YOUR GOAL: Every entry must be duplicated word for word.

RECORDS SHOWN:
------------------------------------------------------------------------

PR #3161, opened 2025-07-18
add relative imports into tests

patryk4815:
`qemu-user` and `qemu-system` dirs are invalid python imports, so they must be renamed with `_`


disconnect3d (approved):

mbrla0:
I think this should be alright.

mbrla0 (approved):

------------------------------------------------------------------------

WRITTEN ANSWER:
PR #3161, opened 2025-07-18
add relative imports into tests

patryk4815:
`qemu-user` and `qemu-system` dirs are invalid python imports, so they must be renamed with `_`


disconnect3d (approved):

mbrla0:
I think this should be alright.

mbrla0 (approved):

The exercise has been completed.